PR #2235, opened 2024-07-03
feat(controller): irsa support

blakepettersson:
Building upon #2066, this PR allows IRSA to be used. The reason why we would want to use this is because there are some environments where EKS Pod Identites cannot be used (e.g AWS GovCloud), or e.g for consistency with existing deployments.


charts/kargo/templates/controller/service-account.yaml
```diff
@@ -7,4 +7,10 @@ metadata:
   labels:
     {{- include "kargo.labels" . | nindent 4 }}
     {{- include "kargo.controller.labels" . | nindent 4 }}
+  {{- with (mergeOverwrite (deepCopy .Values.global.annotations) .Values.controller.annotations) }}
+  annotations:
+    {{- range $key, $value := . }}
+      {{ $key }}: {{ $value | quote }}
+      {{- end }}
+  {{- end }}
```
krancour, line 15: I think this is maybe not how I would approach this. Thus far, this whole strategy of merging global labels and/or annotations with component-specific ones has only been used on workloads (Pods) and things managing workloads (Deployments and CronJobs). Mostly this has been done for the benefit of people who, due to policy or whatever, need workloads labeled or annotated a certain way.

..........

**WORK INSTRUCTIONS:** Print each entry above again, exactly as it was given.

**RESULT OF THE EXERCISE:**
PR #2235, opened 2024-07-03
feat(controller): irsa support

blakepettersson:
Building upon #2066, this PR allows IRSA to be used. The reason why we would want to use this is because there are some environments where EKS Pod Identites cannot be used (e.g AWS GovCloud), or e.g for consistency with existing deployments.


charts/kargo/templates/controller/service-account.yaml
```diff
@@ -7,4 +7,10 @@ metadata:
   labels:
     {{- include "kargo.labels" . | nindent 4 }}
     {{- include "kargo.controller.labels" . | nindent 4 }}
+  {{- with (mergeOverwrite (deepCopy .Values.global.annotations) .Values.controller.annotations) }}
+  annotations:
+    {{- range $key, $value := . }}
+      {{ $key }}: {{ $value | quote }}
+      {{- end }}
+  {{- end }}
```
krancour, line 15: I think this is maybe not how I would approach this. Thus far, this whole strategy of merging global labels and/or annotations with component-specific ones has only been used on workloads (Pods) and things managing workloads (Deployments and CronJobs). Mostly this has been done for the benefit of people who, due to policy or whatever, need workloads labeled or annotated a certain way.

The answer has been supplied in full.